We know that turnout among all voters has been low. For young voters, the rate is even lower. According to an analysis by the Center for Information and Research on Civic Learning and Engagement of the Census Bureau’s Current Population Survey, in 2014, turnout among young voters was 30 percentage points lower than voters 30 and older (18-24 years old = 17.1 percent; 30 and older = 47.9 percent).
We need to keep in mind that the relatively low turnout rates of the past few years are not as bad as they may seem.
First, the rules for removing people from the voters file have changed. The changes make it more difficult to remove people from the list who should be removed (e.g., those who have moved out of state or passed away). The result is a voter file that is inflated. For example, in 2012 in Indiana, it appeared that 92 percent of the voting-age population was registered to vote. This would have to be close to complete registration given that 100 percent registration is impossible because the voting-age population includes people who are not eligible to vote. At the same time, complete registration seems unlikely.
Second, the low turnout could be an indicator that people are satisfied with the government they have, or at least the part they can control through elections.
In spite of the positive spin above, the downward trend, and our dismal ranking in the country, suggests that something needs to be done. Given the potential for improvement among young voters, they deserve special attention.
When young people are asked why they do not vote, the responses are similar to those of the population as a whole. The top two reasons in each group were 1) being too busy or having a conflict with work and 2) not being interested / feeling "my vote would not count." The reasons change a bit when you look at college students. Many of them will say they don’t vote because they are out of town.
It has been said that young people may not vote, but they are involved in other ways. It is true that people 16 to 18 years old volunteer as much if not more than those 25 and older, but the percentage of people 19-24 who volunteer is about 10 points lower than the rate for those 25 and older. Interestingly, the percentage of people 19-24 volunteering is similar to voter turnout among young voters.

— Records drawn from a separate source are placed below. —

PR #8966, opened 2024-08-31
Update Theme - Spacegray

deathaxe:
Spacegray 1.4.0+ is no longer compatible with ST3.

Hence shipping ST3 version via `st3-1.3.5` tag is required.

### DIFF
--- a/repository/t.json
+++ b/repository/t.json
@@ -2071,11 +2071,15 @@
 		{
 			"name": "Theme - Spacegray",
 			"details": "https://github.com/SublimeText/Spacegray",
-			"labels": ["theme"],
+			"labels": ["theme", "color scheme"],
 			"releases": [
 				{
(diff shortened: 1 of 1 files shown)


repository/t.json
```diff
@@ -2071,11 +2071,15 @@
...
+			"labels": ["theme", "color scheme"],
 			"releases": [
 				{
-					"sublime_text": "*",
+					"sublime_text": ">=4000",
 					"tags": true
+				},
+				{
+					"sublime_text": "<4000",
+					"tags": "st3-"
```
braver, line 2082: I may be blind, but I'm not seeing a prefixed release on the repo yet.

deathaxe: Oh, maybe forgot to push.

Just did so, as well as a ST4-only 2.0.0 release.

It is worth noting that young people who volunteered for a political organization were motivated by a cause while young people who volunteered for other types of organizations most likely were motivated by the desire to help other people.
Knowing what motivates a person is invaluable information. Several years ago, I was talking with high school seniors about what they wanted to be when they grew up. I asked them how government would affect that occupation. I also asked how they encountered government that day.
When the students began to see how what the government does affects them already and how it would later, they began to see the importance of participating in government and politics. It is unlikely that one conversation created lifetime voters, but the insight about what motivates young voters is worth noting.
Another interesting finding of the research about young voters is that almost 44 percent of the respondents to one survey in 2012 said they might be, or would be, influenced to vote if asked by a friend. Over 48 percent of the respondents gave the same responses when asked what would happen if their parents asked them to vote.
Addressing low voter turnout among young voters is simple but hard work. If you want to get young people to vote, find out what they want to be and what motivates them. Do they want to be a teacher, mechanic, doctor or plumber? Are they motivated by an issue? Are they motivated to help other people? Once you know these things, explaining why voting is important becomes easier. Just be sure to end your explanation by asking them to vote.